By Pam Martens and Russ Martens: January 29, 2016
There is quite a bit of inchoate dissonance as to whether JPMorgan Chase is a good investment. Recently, banking analyst Mike Mayo called JPMorgan Chase the “Lebron James of banking.” Lebron James is a famous basketball player who has won a lot of great awards for doing great things, including Olympic Gold. JPMorgan Chase is a bank that has, since Jamie Dimon took the helm as CEO on January 1, 2006, received a deferred prosecution agreement for two felony counts from the U.S. Justice Department for facilitating the Bernie Madoff Ponzi scheme and just last May agreed to a felony count for rigging foreign currency markets. In addition to the felony counts, there has been a serial stream of settlements for everything from rigging electricity markets to ripping off members of the U.S. military.
We don’t know why Mike Mayo would risk a libel suit by invoking the name of Lebron James in the same sentence with JPMorgan Chase but we would hope that other veteran banking analysts would give more serious weight to crimes against the investing public before lavishing high praise on a Wall Street bank.
We thought it would be interesting to see if the stock performance of JPMorgan Chase is perhaps on a par with Lebron James. Did it weather the financial crash of 2008 to 2009 better than other stocks? We decided to compare JPMorgan Chase to the stock of a household products company, Procter and Gamble. From the Fall of 2008 to March 2009, JPMorgan Chase went from $50 a share to $15 – a gut-wrenching drop of 70 percent. Procter and Gamble on the other hand had a peak to trough decline in the same period of half as much.
What about over a really long timeline – what was the share price performance of the bank that was hauled before Congress to explain gambling in derivatives with depositors money and losing over $6.2 billion of that money versus a button-down household products company like Procter and Gamble?

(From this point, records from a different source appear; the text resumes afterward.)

PR #5266, opened 2021-12-03
fix syntax in .env; no empty assignments

no-reply:
@samvera/hyrax-code-reviewers

### DIFF
--- a/.env
+++ b/.env
@@ -24,5 +24,5 @@ SOLR_URL=http://solr:8983/solr/hyrax
 VALKYRIE_SOLR_PORT=8983
 VALKYRIE_SOLR_HOST=solr
 HYRAX_ANALYTICS=false # change to true to enable analytics
-HYRAX_ANALYTICS_PROVIDER=  #options are 'matomo' or 'google'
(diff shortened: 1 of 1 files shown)


dunn (dismissed):

.env
```diff
@@ -24,5 +24,4 @@ SOLR_URL=http://solr:8983/solr/hyrax
 VALKYRIE_SOLR_PORT=8983
 VALKYRIE_SOLR_HOST=solr
 HYRAX_ANALYTICS=false # change to true to enable analytics
```
orangewolf, line 26:
```suggestion
HYRAX_ANALYTICS=false # change to true to enable analytics
HYRAX_ANALYTICS_PROVIDER=google  # options are 'matomo' or 'google', 'google' is the default if not specified.
```

dlpierce:
@orangewolf The last commit seems to have a bunch of changes that are not bumping the circleci cache. What's going on there?

no-reply:
@dlpierce i force pushed with a rebase on current `main`. hopefully that clears things up?

dunn (approved):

As it turns out, both JPMorgan Chase and Procter and Gamble have calculators on their websites that allow investors to check the performance of the stock over specific periods of time. (See here for JPMorgan Chase and here for P&G.) Since the P&G calculator would only allow us to go back as far as 1980, we used January 3, 1980 as the start date for both stocks and clicked the button to show the total return, i.e., with dividends reinvested for both.
As it turns out, you could have skipped JPMorgan’s crime spree and invested in a stable of household product names at Procter and Gamble over a 36-year period and made $75,484.15 more in the stock of P&G, starting with a $10,000 investment.
Editors’ Note: The authors do not own any shares, long or short, of JPMorgan Chase or any other bank stock. They do own moderate amounts of Procter and Gamble. This is not a recommendation to buy or short any stock. You should speak to your own investment professional before making any investment decision.